Чтобы крестьяне снова не отказались от попутчика и заодно, чтобы отбить у них охоту рассказать что-то коменданту Анохры, Драго извлек из кармана золотой и поднял руку повыше.
– Плачу монету. Считай, вас благодарит в моем лице сам Правитель.
Крестьяне уставились на блестящую вещицу у путника в руке. Драго, ничего больше не спрашивая, запрыгнул на телегу.
5
Гурин, мчавшийся позади всех, размышлял о том, что передал ему комендант Лизии. И еще, как действовали трое гвардейцев, которых он выбрал.
Они были сильными и опытными воинами, готовыми выполнить любой приказ, самый абсурдный. Казалось, они вообще никогда ни о чем не задумывались. Даже Булох – командир их тройки.
Булох был крупнее Гурина. Шрам и Камень тоже были крупнее Гурина. Их теперешний предводитель, сам достаточно мощный мужчина, уступал им по габаритам, и лишь природная гибкость и реакция делали его сильнее в поединке с каждым из них в отдельности. И, конечно, Гурин оказался бы бессилен против двоих из них.
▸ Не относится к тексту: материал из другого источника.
Issue #406, opened 2014-08-06
Importing database should import the lastSequence too


tleyden:
iOS version of: https://github.com/couchbase/couchbase-lite-android/issues/384

PR #562, opened 2015-01-08
Import last seq for replication when replace a db (#406)

pasin:
* When replacing a database, creating a local checkpoint document containing the replacing database's localUUID (ID before getting replaced).

* When a replicator fetches remote checkpoint document to setup the last sequence info, if the last sequence is nil, try to get the imported last sequence which is obtained by using the localUUID stored in the local checkpoint document if it's available.

* Added test11_ReplicationWithReplacedDatabase unit test.

#406

### DIFF
--- a/Source/API/CBLManager.m
+++ b/Source/API/CBLManager.m
@@ -446,7 +446,7 @@ static CBLManager* sInstance;
                                                toPath: dstAttachmentsPath
                                                 error: outError]) &&
             [db open: outError] &&
-            [db createLocalCheckpointDocument] &&
+            [db createLocalCheckpointDocument: outError] &&
             [db replaceUUIDs: outError];
 }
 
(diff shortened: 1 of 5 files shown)


Source/API/CBLManager.m
```diff
@@ -446,6 +446,7 @@ - (BOOL) replaceDatabaseNamed: (NSString*)databaseName
                                                toPath: dstAttachmentsPath
                                                 error: outError]) &&
             [db open: outError] &&
+            [db createLocalCheckpointDocument] &&
```
snej: -createLocalCheckpointDocument should take an out NSError parameter. Otherwise, if it fails (returns NO) then this method will return NO but won't have set its own outError to any valid value.

snej:
Looks good, aside from the lack of error return from -createLocalCheckpointDocument!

Это не касалось силы ума: здесь Гурин дал бы фору всем троим. Из них ближе к Гурину был Булох. Светлый, с бледно-голубыми глазами, он источал свирепую наглость и обладал хоть какими-то задатками руководителя. Ничего подобного не было у Камня и Шрама. Выросшие в бедных крестьянских семьях, оба в ранней юности за долги родителей попали в кабалу к крупным городским ремесленникам и уже оттуда перекочевали в личную гвардию Правителя.
Камень, пучеглазый, неопрятный, заросший черной щетиной, получил свое имя из-за формы головы. Крупная, деформированная и угловатая, она действительно напоминала булыжник, валявшийся на вершине горы, где неугомонные ветры за десятилетия оставили в нем впадины для глаз и выделили уродливую челюсть. Шрам был обладателем давней жутковатой раны в виде трех полос на левой щеке, бледно-розоватых, с расстояния порождавших иллюзию обожженной кожи. Хирургически одинаковые полосы скорее являлись следами пытки, нежели какого-то поединка, Шрам никому не говорил правды. Оба, и Камень, и Шрам, брили головы, уродуя себя окончательно.
Казалось, им нужно было лишь хорошо поесть и хорошо поспать. И рвение, с которым они выполняли задание, объяснялось тем же – после окончания они выспятся лучше обычного и, возможно, устроят продолжительный пир.
Гурин рассматривал их спины и начинал понимать, что не все так просто, и задание отнюдь не выглядит прогулкой, как ему показалось сначала.